Lines containing "updates" should be pulled from the material below.

Records for processing >>
——————————
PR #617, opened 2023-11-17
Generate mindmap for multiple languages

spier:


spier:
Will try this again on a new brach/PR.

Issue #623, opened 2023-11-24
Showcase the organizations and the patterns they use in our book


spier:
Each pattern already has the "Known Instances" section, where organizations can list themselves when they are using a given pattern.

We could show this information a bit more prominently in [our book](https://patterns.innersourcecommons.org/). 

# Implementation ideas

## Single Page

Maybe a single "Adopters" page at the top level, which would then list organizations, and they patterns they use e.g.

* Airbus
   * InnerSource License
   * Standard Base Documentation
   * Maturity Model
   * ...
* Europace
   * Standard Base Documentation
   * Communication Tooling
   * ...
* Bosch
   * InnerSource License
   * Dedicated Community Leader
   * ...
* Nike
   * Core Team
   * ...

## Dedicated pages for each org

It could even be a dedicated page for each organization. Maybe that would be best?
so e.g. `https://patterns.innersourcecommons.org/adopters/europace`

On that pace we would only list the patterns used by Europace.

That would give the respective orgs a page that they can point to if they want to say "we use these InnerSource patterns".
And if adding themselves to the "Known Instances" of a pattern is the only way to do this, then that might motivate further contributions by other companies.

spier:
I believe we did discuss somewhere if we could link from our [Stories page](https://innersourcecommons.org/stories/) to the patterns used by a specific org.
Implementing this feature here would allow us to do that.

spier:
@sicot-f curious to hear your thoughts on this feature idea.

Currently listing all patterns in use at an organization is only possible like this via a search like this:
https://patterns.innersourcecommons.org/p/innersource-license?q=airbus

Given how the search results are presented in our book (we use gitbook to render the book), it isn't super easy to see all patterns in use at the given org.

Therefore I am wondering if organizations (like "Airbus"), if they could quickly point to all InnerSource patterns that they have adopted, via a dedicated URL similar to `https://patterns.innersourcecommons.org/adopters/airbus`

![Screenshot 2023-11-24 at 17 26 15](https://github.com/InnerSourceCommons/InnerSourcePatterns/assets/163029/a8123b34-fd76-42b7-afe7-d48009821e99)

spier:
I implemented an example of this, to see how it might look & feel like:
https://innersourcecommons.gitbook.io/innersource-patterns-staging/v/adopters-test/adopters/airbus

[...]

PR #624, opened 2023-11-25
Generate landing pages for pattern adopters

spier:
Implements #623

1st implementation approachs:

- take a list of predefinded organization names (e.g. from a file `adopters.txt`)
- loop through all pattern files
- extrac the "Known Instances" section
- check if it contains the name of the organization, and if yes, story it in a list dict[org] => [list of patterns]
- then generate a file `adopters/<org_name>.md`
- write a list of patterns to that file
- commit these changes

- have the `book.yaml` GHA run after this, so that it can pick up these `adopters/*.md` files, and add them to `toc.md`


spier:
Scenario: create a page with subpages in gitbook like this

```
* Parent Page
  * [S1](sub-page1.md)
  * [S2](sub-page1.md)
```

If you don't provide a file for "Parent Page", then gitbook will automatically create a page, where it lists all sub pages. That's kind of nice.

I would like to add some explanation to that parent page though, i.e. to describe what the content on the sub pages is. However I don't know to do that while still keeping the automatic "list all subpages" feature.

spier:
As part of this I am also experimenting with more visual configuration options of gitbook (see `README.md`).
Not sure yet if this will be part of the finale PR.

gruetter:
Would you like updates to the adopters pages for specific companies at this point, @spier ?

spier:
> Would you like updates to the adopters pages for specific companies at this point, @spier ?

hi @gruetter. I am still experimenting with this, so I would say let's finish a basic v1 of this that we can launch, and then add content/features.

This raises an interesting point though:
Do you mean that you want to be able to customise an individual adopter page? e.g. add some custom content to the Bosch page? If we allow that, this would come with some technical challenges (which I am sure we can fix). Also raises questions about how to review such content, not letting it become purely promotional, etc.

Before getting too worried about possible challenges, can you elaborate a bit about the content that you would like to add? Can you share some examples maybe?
——————————
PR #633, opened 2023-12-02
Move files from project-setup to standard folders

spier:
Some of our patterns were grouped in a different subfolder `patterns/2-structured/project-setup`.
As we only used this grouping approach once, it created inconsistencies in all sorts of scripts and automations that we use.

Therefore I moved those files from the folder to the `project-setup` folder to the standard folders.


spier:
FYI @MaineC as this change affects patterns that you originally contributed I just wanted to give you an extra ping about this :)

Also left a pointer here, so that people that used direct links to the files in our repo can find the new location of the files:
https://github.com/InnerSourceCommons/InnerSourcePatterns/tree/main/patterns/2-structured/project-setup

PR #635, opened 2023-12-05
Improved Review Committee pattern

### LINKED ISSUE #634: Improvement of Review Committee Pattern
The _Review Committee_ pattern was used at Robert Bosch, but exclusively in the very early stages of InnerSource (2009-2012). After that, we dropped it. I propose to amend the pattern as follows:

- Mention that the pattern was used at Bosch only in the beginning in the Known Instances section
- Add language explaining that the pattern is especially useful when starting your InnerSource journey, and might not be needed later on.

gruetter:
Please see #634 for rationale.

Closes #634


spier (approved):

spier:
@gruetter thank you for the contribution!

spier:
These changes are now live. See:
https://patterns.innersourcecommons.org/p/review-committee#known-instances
——————————
Your response >>
Would you like updates to the adopters pages for specific companies at this point, @spier ?
> Would you like updates to the adopters pages for specific companies at this point, @spier ?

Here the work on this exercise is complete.